This one was in pure Phase V paint, and had its nose smashed in considerably. What gives?


----------



## AlanB (Jan 22, 2008)

Actually it wasn't Metro North that leased the engines from Amtrak, it was the State of Connecticut that leased the P40's. The State of CT pays MN to run the CT service and has to help supply equipment, so they made the deal with Amtrak. It could be that they don't have permission to repaint the engines under the agreement with Amtrak, or it could be that they just don't want to spend the money to repaint the engines.


----------



## Green Maned Lion (Jan 22, 2008)

AlanB said:


> Actually it wasn't Metro North that leased the engines from Amtrak, it was the State of Connecticut that leased the P40's. The State of CT pays MN to run the CT service and has to help supply equipment, so they made the deal with Amtrak. It could be that they don't have permission to repaint the engines under the agreement with Amtrak, or it could be that they just don't want to spend the money to repaint the engines.
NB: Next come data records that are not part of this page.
PR #539, opened 2023-11-02
Schedule Solver Feature

el-agua:
Added endpoint and tests. More detailed commits are on the automatic-scheduler branch, but the linter kinda messed it up.

### DIFF
--- a/backend/courses/util.py
+++ b/backend/courses/util.py
@@ -1,5 +1,5 @@
-import json
 import itertools
+import json
 import logging
 import os
 import random
--- a/backend/courses/util.py
+++ b/backend/courses/util.py
@@ -686,6 +686,7 @@ def find_possible_schedules(
     """
 
     day_to_num = {"M": 0, "T": 1, "W": 2, "R": 3, "F": 4}
+    whitelist = ["CIS-7000"]
 
     class Scheduler:
         def __init__(self):
@@ -744,10 +745,14 @@ def find_possible_schedules(
             for interval in optimal_schedule:
                 class_name = interval[2]
                 sections = [i for i in optimal_schedule if i[2] == class_name]
-                section = random.choice(sections)
-                if class_name not in selected_classes:
+                if class_name not in whitelist:
+                    section = random.choice(sections)
+                    if class_name not in selected_classes:
+                        selected_classes.add(class_name)
+                        final_schedule.append(section)
+                else:
                     selected_classes.add(class_name)
-                    final_schedule.append(section)
+                    final_schedule += sections
             return final_schedule
 
     def find_sections(courses):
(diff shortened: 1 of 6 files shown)


backend/courses/util.py
```diff
@@ -672,3 +674,352 @@ def get_semesters(semesters=None, verbose=False):
...
+            courses.append(random.choice(hash[key]))
+        return courses
+
+    def credit_count(sections):
+        acc = 0
+        for section in sections:
+            acc += section[1]
+        return acc
+
+    def check_if_schedule_possible(schedule, courses, unwanted_intervals):
```
shiva-menta, line 867: Is the logic too complicated to incorporate this directly until whatever interval solver problem you have? Trying to determine the real need for a separate function.

backend/plan/urls.py
```diff
@@ -15,6 +16,7 @@
 router.register(r"primary-schedules", PrimaryScheduleViewSet, basename="primary-schedules")
 
 urlpatterns = [
+    path("scheduler/courses/", AutomaticCourseScheduler.as_view(), name="automatic-scheduler"),
```
shiva-menta, line 19: Probably don't need the `/courses/` unless you think there is some collision that might come up.

shiva-menta (commented):
Looks solid, just left a few points of feedback!

backend/plan/urls.py
el-agua: Fixed.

That makes that even more interesting, then. And thats because this wasn't in CT. It was on the Harlem River branch, between Southeast and Wassaic, NY.


----------



## AlanB (Jan 23, 2008)

Green Maned Lion said:


> AlanB said:
> 
> 
> > Actually it wasn't Metro North that leased the engines from Amtrak, it was the State of Connecticut that leased the P40's. The State of CT pays MN to run the CT service and has to help supply equipment, so they made the deal with Amtrak. It could be that they don't have permission to repaint the engines under the agreement with Amtrak, or it could be that they just don't want to spend the money to repaint the engines.
> ...


Well MN mixes all the equipment up, so you'll see cars and locos in New Haven livery on both the Harlem and Hudson lines, and you'll see the MN blue and black on some New Haven routes. Apparently there is nothing in the contract between MN and CT that states that CT equipment must be used exclusively on CT owned lines. And frankly that makes sense from an operating stand point, better to send the wrong color cars and/or engines than to leave people standing on platforms.


----------



## Green Maned Lion (Jan 23, 2008)

AlanB said:


> Green Maned Lion said:
> 
> 
> > AlanB said:
> ...


That makes sense, but how come the nose of the engine looked like a worn out prize fighter's?


----------



## Dutchrailnut (Jan 26, 2008)

Green Maned Lion said:


> AlanB said:
> 
> 
> > Green Maned Lion said:
> ...


Cause a tree decided to cross the tracks without giving advance notice.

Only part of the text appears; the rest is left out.